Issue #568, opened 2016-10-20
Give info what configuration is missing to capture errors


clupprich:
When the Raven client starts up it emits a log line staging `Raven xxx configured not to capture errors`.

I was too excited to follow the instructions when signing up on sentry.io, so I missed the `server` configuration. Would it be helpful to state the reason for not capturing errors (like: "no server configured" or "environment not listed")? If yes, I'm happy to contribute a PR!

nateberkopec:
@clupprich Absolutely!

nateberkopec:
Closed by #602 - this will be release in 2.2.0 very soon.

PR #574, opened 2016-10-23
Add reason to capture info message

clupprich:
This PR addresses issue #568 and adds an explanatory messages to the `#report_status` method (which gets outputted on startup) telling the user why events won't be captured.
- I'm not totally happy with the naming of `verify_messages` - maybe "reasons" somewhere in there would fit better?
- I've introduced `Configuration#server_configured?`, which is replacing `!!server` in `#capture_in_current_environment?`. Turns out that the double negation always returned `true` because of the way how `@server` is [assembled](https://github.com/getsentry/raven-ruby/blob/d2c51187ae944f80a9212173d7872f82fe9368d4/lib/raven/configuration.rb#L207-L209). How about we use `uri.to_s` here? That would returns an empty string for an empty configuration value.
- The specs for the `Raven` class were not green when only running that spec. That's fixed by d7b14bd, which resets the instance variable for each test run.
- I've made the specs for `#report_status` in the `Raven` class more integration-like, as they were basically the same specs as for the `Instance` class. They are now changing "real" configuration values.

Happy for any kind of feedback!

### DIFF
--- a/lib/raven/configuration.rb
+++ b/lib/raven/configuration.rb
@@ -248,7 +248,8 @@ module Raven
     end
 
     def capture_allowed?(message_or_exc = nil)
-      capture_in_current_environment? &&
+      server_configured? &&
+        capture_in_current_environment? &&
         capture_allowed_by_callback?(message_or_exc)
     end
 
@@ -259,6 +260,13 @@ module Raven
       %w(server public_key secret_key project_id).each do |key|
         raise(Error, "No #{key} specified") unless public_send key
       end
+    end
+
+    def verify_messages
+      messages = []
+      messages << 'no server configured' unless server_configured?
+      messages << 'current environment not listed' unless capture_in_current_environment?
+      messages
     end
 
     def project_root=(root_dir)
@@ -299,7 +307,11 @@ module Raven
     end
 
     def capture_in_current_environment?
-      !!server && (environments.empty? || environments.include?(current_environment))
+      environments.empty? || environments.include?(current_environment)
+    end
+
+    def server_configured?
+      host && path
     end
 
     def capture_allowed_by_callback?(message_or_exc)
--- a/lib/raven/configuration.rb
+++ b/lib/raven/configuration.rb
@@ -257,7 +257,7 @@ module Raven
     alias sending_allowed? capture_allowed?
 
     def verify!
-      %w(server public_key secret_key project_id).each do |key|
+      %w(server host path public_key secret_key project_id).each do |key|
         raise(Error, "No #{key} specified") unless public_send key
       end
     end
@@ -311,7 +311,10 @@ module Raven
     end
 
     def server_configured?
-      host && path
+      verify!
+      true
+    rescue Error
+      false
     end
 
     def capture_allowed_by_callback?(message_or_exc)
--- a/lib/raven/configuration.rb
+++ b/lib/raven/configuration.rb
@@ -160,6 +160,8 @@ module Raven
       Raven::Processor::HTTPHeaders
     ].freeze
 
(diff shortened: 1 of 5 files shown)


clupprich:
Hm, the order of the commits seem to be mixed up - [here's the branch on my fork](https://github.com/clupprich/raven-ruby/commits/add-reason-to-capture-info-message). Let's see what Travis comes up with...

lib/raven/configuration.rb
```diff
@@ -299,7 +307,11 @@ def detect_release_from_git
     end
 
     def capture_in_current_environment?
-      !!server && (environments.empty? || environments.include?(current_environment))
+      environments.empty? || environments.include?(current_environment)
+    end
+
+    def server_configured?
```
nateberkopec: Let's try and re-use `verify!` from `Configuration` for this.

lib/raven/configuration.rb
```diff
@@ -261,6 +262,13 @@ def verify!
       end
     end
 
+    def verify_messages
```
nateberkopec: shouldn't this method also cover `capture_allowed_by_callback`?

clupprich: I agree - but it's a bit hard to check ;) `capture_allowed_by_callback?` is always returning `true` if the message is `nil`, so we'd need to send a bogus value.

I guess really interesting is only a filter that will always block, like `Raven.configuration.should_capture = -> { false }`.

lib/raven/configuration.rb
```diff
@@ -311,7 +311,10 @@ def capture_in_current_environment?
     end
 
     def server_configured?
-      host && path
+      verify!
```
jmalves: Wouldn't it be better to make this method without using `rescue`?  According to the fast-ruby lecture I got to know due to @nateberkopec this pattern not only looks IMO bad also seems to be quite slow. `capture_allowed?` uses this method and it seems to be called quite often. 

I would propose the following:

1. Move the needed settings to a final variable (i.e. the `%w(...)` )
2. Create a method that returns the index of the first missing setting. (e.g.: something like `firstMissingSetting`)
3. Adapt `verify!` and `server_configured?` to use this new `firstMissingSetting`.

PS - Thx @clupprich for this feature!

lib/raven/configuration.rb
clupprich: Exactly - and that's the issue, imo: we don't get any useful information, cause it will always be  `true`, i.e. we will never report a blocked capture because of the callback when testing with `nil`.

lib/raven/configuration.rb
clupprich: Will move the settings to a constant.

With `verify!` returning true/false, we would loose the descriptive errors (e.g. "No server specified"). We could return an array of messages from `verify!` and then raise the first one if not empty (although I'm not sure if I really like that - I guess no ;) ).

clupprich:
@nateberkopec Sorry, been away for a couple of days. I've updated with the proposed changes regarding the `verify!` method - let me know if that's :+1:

** Task to complete **
Copy whichever lines in the listing above hold "class".

** Response below **
- The specs for the `Raven` class were not green when only running that spec. That's fixed by d7b14bd, which resets the instance variable for each test run.
- I've made the specs for `#report_status` in the `Raven` class more integration-like, as they were basically the same specs as for the `Instance` class. They are now changing "real" configuration values.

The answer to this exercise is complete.